• We are pleased to announce that the winner of our Feedback Prize Draw for the Winter 2024-25 session and winning £150 of gift vouchers is Zhao Liang Tay. Congratulations to Zhao Liang. If you fancy winning £150 worth of gift vouchers (from a major UK store) for the Summer 2025 exam sitting for just a few minutes of your time throughout the session, please see our website at https://www.acted.co.uk/further-info.html?pat=feedback#feedback-prize for more information on how you can make sure your name is included in the draw at the end of the session.
  • Please be advised that the SP1, SP5 and SP7 X1 deadline is the 14th July and not the 17th June as first stated. Please accept out apologies for any confusion caused.

CM2A September 2022 Q9

msm

Keen member
A pension fund has been offered two investment opportunities.
Asset A gives an annual return of 3B%, where B is a binomial random variable with
parameters n = 4 and p = 0.4.
Asset B gives an annual return of 4P%, where P is a Poisson random variable with
parameter μ = 2.
Calculate the following three measures of investment risk for each asset:
(a) Variance [1]
(b) Semi-variance [4]
(c) Shortfall probability versus a benchmark return of 4%.[2]

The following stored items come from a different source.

PR #3109, opened 2022-01-17
[MIG][14.0]sale_project: migration script

hieu1211:
This PR
======
Done


openupgrade_scripts/scripts/sale_project/14.0.1.0/upgrade_analysis_work.txt
```diff
@@ -0,0 +1,36 @@
...
+sale_project / sale.order.line          / project_id (many2one)         : previously in module sale_timesheet
+sale_project / sale.order.line          / task_id (many2one)            : previously in module sale_timesheet
+# NOTHING TO DO
+
+---XML records in module 'sale_project'---
+NEW ir.actions.server: sale_project.project_task_server_action_batch_invoice
+NEW ir.model.access: sale_project.access_sale_order_line_project_manager [renamed from sale_timesheet module]
+NEW ir.model.access: sale_project.access_sale_order_project_manager [renamed from sale_timesheet module]
+NEW ir.model.constraint: sale_project.constraint_project_project_sale_order_required_if_sale_line [renamed from sale_timesheet module]
+NEW ir.rule: sale_project.sale_order_line_rule_project_manager [renamed from sale_timesheet module] (noupdate)
```
MiquelRForgeFlow, line 30: I would call rename_xmlids() in pre.

hieu1211: following i tested on localhost, xml_id was renamed without having to do anything

MiquelRForgeFlow: I doubt it. Maybe you are seeing the new xmlid, but the old still exists.

It's better to assure the module rename in pre-migration. you may use openupgrade.update_module_names() instead of openupgrade.rename_xmlids(), as you prefer.

hieu1211: I verified that there is just one record in the database, that it is not duplicated, and renamed. But for sure, I'll include a code renaming for them.

RaulOForgeFlow (approved):
LGTM :+1:

tranngocson1996 (approved):

StefanRijnhart (approved):
Thanks!

StefanRijnhart:
I don't think the migration scripts of newly installed dependencies are run anymore in the refactored OpenUpgrade 14.0 framework. I'll have a look at this next week.

pedrobaeza:
AFAIK, this has been the case always: new modules don't run migration scripts, so this should be executed in `sale_timesheet` module, not here.

StefanRijnhart:
In core Odoo, yes. But we always had this as a customization in OpenUpgrade. I think I see the problem and I will provide a patch shortly.

pedrobaeza:
> In core Odoo, yes

I think you are talking before the migration machinery refactoring, where `version` was passed as None, but this changed a lot of years ago, and they didn't run anymore migration scripts since 4 years ago or so.

MiquelRForgeFlow (changes requested):
> so this should be executed in sale_timesheet module, not here.

StefanRijnhart:
Was I not being clear? We have always run migration scripts for newly installed modules in OpenUpgrade, since https://github.com/OCA/OpenUpgrade/pull/31. A port to the new framework was attempted, but it is not complete: https://github.com/OCA/OpenUpgrade/blob/14.0/openupgrade_framework/odoo_patch/odoo/modules/migration.py. I will fix this in the coming days.

pedrobaeza:
I didn't know about such change, but it's good to be known. I think all that changes should be documented in the README of the `openupgrade_framework` module for not requiring to be remembered .

StefanRijnhart:
@pedrobaeza you're right, and in this particular case it is! https://github.com/OCA/OpenUpgrade/blame/14.0/openupgrade_framework/readme/DESCRIPTION.rst#L17-L19

StefanRijnhart:
Fix here now: https://github.com/OCA/OpenUpgrade/pull/3155

pedrobaeza:
> @pedrobaeza you're right, and in this particular case it is! https://github.com/OCA/OpenUpgrade/blame/14.0/openupgrade_framework/readme/DESCRIPTION.rst#L17-L19

Oh, I see. I would change the redaction to something more general, as the patch allows to run the scripts on any newly installed module, being dependency or a fresh one. Do you want me to do the change?

StefanRijnhart:
@pedrobaeza yes, go ahead if you can make it more clear!

PR #3111, opened 2022-01-18
[12.0][OU-FIX] repair: correct xmlid renames

MiquelRForgeFlow:
This happens because the module rename is already done in that step, and the "module" part of the xmlid is already changed.


pedrobaeza (approved):

legalsylvain (approved):
indeed. Thanks !

PR #3114, opened 2022-01-20
[9.0][OU-FIX] account: Adjust range sequences

pedrobaeza:
The Odoo models were previously adapted in the migration scripts, but the correspondences depending the sequence implementation weren't, resulting in errors on later versions.

This code adds such part, exchanging values from no_gap to standard depending on the implementation on parent and child range sequences.

@Tecnativa


StefanRijnhart (approved):
Thanks!

PR #3117, opened 2022-01-26
[12.0][FIX] mrp: only fill new data pickings pbm_type_id and sam_type_id

MiquelRForgeFlow:
We should touch the rest of the existing picking types, as clients may have different configurations for them.

### DIFF
--- a/addons/mrp/migrations/12.0.2.0/post-migration.py
+++ b/addons/mrp/migrations/12.0.2.0/post-migration.py
@@ -1,7 +1,6 @@
 # Copyright 2019 Eficent <http://www.eficent.com>
 # License AGPL-3.0 or later (http://www.gnu.org/licenses/agpl.html).
 from openupgradelib import openupgrade
-from odoo.addons.mrp import _create_warehouse_data
 
 
 def fill_mrp_workcenter_resource_calendar_id(cr):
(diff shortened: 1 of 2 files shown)


pedrobaeza (changes requested):
2 things:

- Don't you need `manu_type_id` type?
- Instead of verbatim copy, what about monkey patching `_get_picking_type_update_values` before the call to `_create_or_update_sequences_and_picking_types` (and revert back after) to only return the types you want?

MiquelRForgeFlow:
> Don't you need manu_type_id type?

Why? manu_type_id already exists, and we don't want to change its values, the same way we avoid in_type_id, out_type_id, pick_type_id, ...

addons/mrp/migrations/12.0.2.0/post-migration.py
```diff
@@ -27,13 +27,28 @@ def fill_mrp_workcenter_productivity_loss_loss_id(cr):
 
 
 def fill_stock_warehouse_picking_types(env):
+    def _get_picking_type_update_values(self):
+        return {
```
pedrobaeza: Instead of harcoding this, just call "super" (the original method stored in the variable), and return the values for the desired keys.

MiquelRForgeFlow: and what I put inside of super? I mean `data = super(????)._get_picking_type_update_values`. We don't have a class here.

pedrobaeza: I put super between quotes on purpose. You have to do:
```suggestion
        res = _get_picking_type_update_values._original_method(self)
        return {"pbm_type_id": res["pbm_type_id"], "sam_type_id": res["sam_type_id"]}
```

pedrobaeza (approved):

PR #3118, opened 2022-01-26
[12.0][FIX] stock: avoid duplicated putaway strategies

MiquelRForgeFlow:
As the putaway strategies defined by their product template are transformed to ones defined by the corresponding product variants, we should avoid creating the ones for which their variant has been already created in the previous query.

ADDITIONAL NOTE: I don't see why you modify the sequence, because I think we should respect the sequence that was defined in the stock_putaway_product module. My vote is for putting "spps.sequence" instead of "spps.sequence +1". Also, because if you happen to already have odoo putaway strat (defined by categories) and also these from the oca module, depending of the sequence, it may happen that the category ones have more priority (less sequence), which would look bad. Thus, my point is that we should not touch the sequence, and leave for the stock manager to resequence the putaway strategies (if needed) after migration.


pedrobaeza (approved):
About the sequence, check the comment:
```
# We put sequence + 1 for giving more priority by default to product specific rules
```
This was for not caring about the duplicates. With your change, it may be not needed, but what you prefer.

PR #3119, opened 2022-01-27
[FIX][14.0] account: set value wrong

tranngocson1996:
This PR
-------
Fix set value wrong


pedrobaeza:
Check my comment in the other place. I think it's wrong.

pedrobaeza:
It's a char field, so it's incorrect. Merging.

PR #3343, opened 2022-06-23
[MIG][15.0] hr_recruitment: migration script

sang250399:
This PR
=========
Migration done

PR #3624, opened 2022-11-22
[15.0][OU-ADD] hr_recruitment_notification: Merged hr_recruitment_notification to hr_recruitment.

victoralmau:
Merged `hr_recruitment_notification` to `hr_recruitment`.

Depends on:

- [x] #3343

@Tecnativa TT40294

### DIFF
--- a/openupgrade_scripts/scripts/hr_recruitment/15.0.1.1/pre-migration.py
+++ b/openupgrade_scripts/scripts/hr_recruitment/15.0.1.1/pre-migration.py
@@ -9,3 +9,13 @@ def migrate(env, version):
     openupgrade.convert_field_to_html(
         env.cr, "hr_applicant", "description", "description"
     )
+    # Rename hr_recruitment_notification module data to the core one (if present)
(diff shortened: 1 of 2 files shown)


openupgrade_scripts/scripts/hr_recruitment/15.0.1.1/pre-migration.py
```diff
@@ -0,0 +1,15 @@
+from openupgradelib import openupgrade
+
+
+@openupgrade.migrate()
+def migrate(env, version):
+    if openupgrade.is_module_installed("hr_recruitment_notification"):
```
pedrobaeza: This is not correct, as in this moment, `hr_recruitment_notification` module doesn't exist (it was merged).

Just do the renaming. If not originally installed, the SQL operation won't update anything.

pedrobaeza (approved):
@victoralmau take into account that once you put a module in apriori, the XML-IDs are renamed to the new module name, so you have to put such XML-IDs on any later reference. I have already changed them, so ready to be merged.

I can't understand the solution for this question? They seem to be using 81/625 and 216/625 to multiply but I can't imagine where those numbers came from? Could someone please explain how to solve parts b and c?
 
It's often the case that our ASET solutions provide the necessary explanation and detail that is sometimes missing from the Examiners' solutions. I know we're getting close to the exam now but I'd still say it's a worthwhile purchase with all the exam technique advice you'd also pick up just reading through it,

John
 
It's often the case that our ASET solutions provide the necessary explanation and detail that is sometimes missing from the Examiners' solutions. I know we're getting close to the exam now but I'd still say it's a worthwhile purchase with all the exam technique advice you'd also pick up just reading through it,

John
I'll definitely do that next paper, but for now could you please explain this question? Even if it doesn't explain those numbers - how would one solve this question, please?
 
I'll definitely do that next paper, but for now could you please explain this question? Even if it doesn't explain those numbers - how would one solve this question, please?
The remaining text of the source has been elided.